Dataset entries
Issue #4189, opened 2026-02-10
[Feature]: refactor DeltaDataSink to go through delta writer builder


ion-elgreco:
### Describe the solution you'd like

DeltaDataSink should pipe through WriteBuilder

### Priority

None

### Contribution

- [ ] I'm willing to submit a pull request for this feature
- [ ] I can help with testing this feature
- [ ] I can help with documentation for this feature

ethan-tyler:
Take

ethan-tyler:
@ion-elgreco  @roeap - Should we hold off on this until after the write migration #4119 lands to avoid conflicts or land this now and rebase on top?

ion-elgreco:
We can land this now, there shouldn't be any conflicts imho

ethan-tyler:
Landing now works if this stays local to DeltaDataSink and calls existing write internals. Anything else should belong in #4119 IMO.

ion-elgreco:
> Landing now works if this stays local to DeltaDataSink and calls existing write internals. Anything else should belong in #4119 IMO.

I agree, that's why going through the WriteBuilder should not cause any conflicts.

PR #4194, opened 2026-02-11
feat: route DeltaDataSink through shared write_streams

ethan-tyler:
# Description
Replaces the local `DeltaWriter` loop in `DeltaDataSink::write_all` with
`operations::write::execution::write_streams(...)`. Same change applied to
`write_data_plan`.

# Related Issue(s)
- closes: #4189 

# Documentation

### DIFF
--- a/crates/core/src/operations/write/execution.rs
+++ b/crates/core/src/operations/write/execution.rs
@@ -78,8 +78,8 @@ mod tests {
     use object_store::memory::InMemory;
 
     use super::{
-        DEFAULT_WRITER_BATCH_CHANNEL_SIZE, ObjectStoreRef, SendableRecordBatchStream, WriterConfig,
-        parse_channel_size, write_streams,
+        DEFAULT_WRITER_BATCH_CHANNEL_SIZE, ObjectStoreRef, SendableRecordBatchStream,
+        WRITER_TASK_CLOSED_UNEXPECTEDLY_MSG, WriterConfig, parse_channel_size, write_streams,
     };
 
     #[test]
@@ -189,9 +189,16 @@ mod tests {
         let result =
             write_streams(vec![pending_stream, failing_stream], object_store, config).await;
 
+        let err = result
+            .expect_err("expected writer failure when stream schema mismatches writer config");
+        let err_msg = err.to_string();
         assert!(
-            result.is_err(),
-            "expected writer failure when stream schema mismatches writer config"
+            err_msg.contains("Unexpected Arrow schema"),
+            "expected writer schema mismatch error, got: {err_msg}"
+        );
+        assert!(
+            !err_msg.contains(WRITER_TASK_CLOSED_UNEXPECTEDLY_MSG),
+            "expected primary writer failure, got channel-close fallback: {err_msg}"
         );
         assert!(
             dropped.load(Ordering::SeqCst),


ethan-tyler:
Note: this overlaps with #4193 in operations/write/execution.rs. I had these changes done before. Will rebase after #4193 lands.

ion-elgreco:
@ethan-tyler I meant we should do this instead: https://docs.rs/deltalake/latest/deltalake/operations/write/struct.WriteBuilder.html

This would reduce the surface of sink_all to just a couple lines

ethan-tyler:
> @ethan-tyler I meant we should do this instead: https://docs.rs/deltalake/latest/deltalake/operations/write/struct.WriteBuilder.html
> 
> This would reduce the surface of sink_all to just a couple lines

Agree on single source of truth. However `WriteBuilder` doesn't accept a `SendableRecordBatchStream`. `with_input_batches(...)` would require collecting the full stream into memory, losing backpressure.

I choose to go with `write_all` streaming by delegating to `write_streams` (same core as the write execution path). 

If we want `write_all` to call `WriteBuilder`, we likely need a stream native `WriteBuilder` input API first.

ion-elgreco:
> > @ethan-tyler I meant we should do this instead: https://docs.rs/deltalake/latest/deltalake/operations/write/struct.WriteBuilder.html
> > 
> > This would reduce the surface of sink_all to just a couple lines
> 
> Agree on single source of truth. However `WriteBuilder` doesn't accept a `SendableRecordBatchStream`. `with_input_batches(...)` would require collecting the full stream into memory, losing backpressure.
> 
> I choose to go with `write_all` streaming by delegating to `write_streams` (same core as the write execution path). 
> 
> If we want `write_all` to call `WriteBuilder`, we likely need a stream native `WriteBuilder` input API first.

You should be able to route it through LazyMemoryExec again, see here: https://github.com/delta-io/delta-rs/blob/main/python%2Fsrc%2Fdatafusion.rs#L32-L122

ion-elgreco:
> > > @ethan-tyler I meant we should do this instead: https://docs.rs/deltalake/latest/deltalake/operations/write/struct.WriteBuilder.html
> > > 
> > > This would reduce the surface of sink_all to just a couple lines
> > 
> > Agree on single source of truth. However `WriteBuilder` doesn't accept a `SendableRecordBatchStream`. `with_input_batches(...)` would require collecting the full stream into memory, losing backpressure.
> > 
> > I choose to go with `write_all` streaming by delegating to `write_streams` (same core as the write execution path). 
> > 
> > If we want `write_all` to call `WriteBuilder`, we likely need a stream native `WriteBuilder` input API first.
> 
> You should be able to route it through LazyMemoryExec again, see here: https://github.com/delta-io/delta-rs/blob/main/python%2Fsrc%2Fdatafusion.rs#L32-L122

We can also move this wrapping of Sendablerecordbatchstream inside writer builder::with_recordbatch_stream() which converts it to lazytableprovider and then logicalplan :)

ethan-tyler:
> We can also move this wrapping of Sendablerecordbatchstream inside writer builder::with_recordbatch_stream() which converts it to lazytableprovider and then logicalplan :)

Looked into this --`LazyBatchGenerator::generate_next_batch()` is sync, but `DataSink::write_all` gets an async `SendableRecordBatchStream`. Bridging needs either blocking the runtime or prebuffering and both defeat streaming. The Python path avoids this because it wraps a synchronous `RecordBatchReader`.

Even with a working bridge, data round trips. `WriteBuilder` also reruns a bunch of lines of setup that don't apply in the sink context.

For now I think sharing at the I/O layer is the right call given`write_streams()` is what `WriteBuilder` delegates to internally anyway. Both paths get the same writer, channel, backpressure, and error handling.

A `WriteBuilder::with_streams()` / `with_physical_plan()` that skips the logical planning cycle would be the cleaner single source of truth path and always happy to build that as a follow up. :)

ion-elgreco:
> > We can also move this wrapping of Sendablerecordbatchstream inside writer builder::with_recordbatch_stream() which converts it to lazytableprovider and then logicalplan :)
> 
> Looked into this --`LazyBatchGenerator::generate_next_batch()` is sync, but `DataSink::write_all` gets an async `SendableRecordBatchStream`. Bridging needs either blocking the runtime or prebuffering and both defeat streaming. The Python path avoids this because it wraps a synchronous `RecordBatchReader`.
>

An upstream refactor seems to be acceptable, see: https://github.com/apache/datafusion/issues/13614

That would simplify it alot

> Even with a working bridge, data round trips. `WriteBuilder` also reruns a bunch of lines of setup that don't apply in the sink context.
> 

That's fair, perhaps we should have some code moved into functions so we can reuse, which will actually make it collide with the work of @roeap 

> For now I think sharing at the I/O layer is the right call given`write_streams()` is what `WriteBuilder` delegates to internally anyway. Both paths get the same writer, channel, backpressure, and error handling.
> 
Alright!

> A `WriteBuilder::with_streams()` / `with_physical_plan()` that skips the logical planning cycle would be the cleaner single source of truth path and always happy to build that as a follow up. :) 

Let's avoid that :p

ethan-tyler:
@rtyler - I will need rebase after #4193 lands

crates/core/src/delta_datafusion/table_provider/data_sink.rs
```diff
@@ -111,10 +112,23 @@ impl DataSink for DeltaDataSink {
         let target_schema = self.snapshot.input_schema();
         let table_props = self.snapshot.table_configuration().table_properties();
 
-        let mut stream = self.create_converted_stream(data, target_schema.clone());
+        let operation_id = Uuid::new_v4();
+        let stream = self.create_converted_stream(data, target_schema.clone());
         let partition_columns = self.snapshot.metadata().partition_columns();
-        let object_store = self.log_store.object_store(None);
+        let object_store = self.log_store.object_store(Some(operation_id));
```
ion-elgreco, line 118: Operation id is not really going to do much here tbh

ethan-tyler: You're right, we should actually revert - I think there's a potential panic for LakeFS because it expects a transaction store created by pre_execute

ethan-tyler: @ion-elgreco - let me know if this is a valid concern and I can do a quick follow up

ion-elgreco: No it's fine, lakefs can't be supported in this write path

● Your instructions: Copy each line of the data above that holds "self".

● Completed task:
         let target_schema = self.snapshot.input_schema();
         let table_props = self.snapshot.table_configuration().table_properties();
-        let mut stream = self.create_converted_stream(data, target_schema.clone());
+        let stream = self.create_converted_stream(data, target_schema.clone());
         let partition_columns = self.snapshot.metadata().partition_columns();
-        let object_store = self.log_store.object_store(None);
+        let object_store = self.log_store.object_store(Some(operation_id));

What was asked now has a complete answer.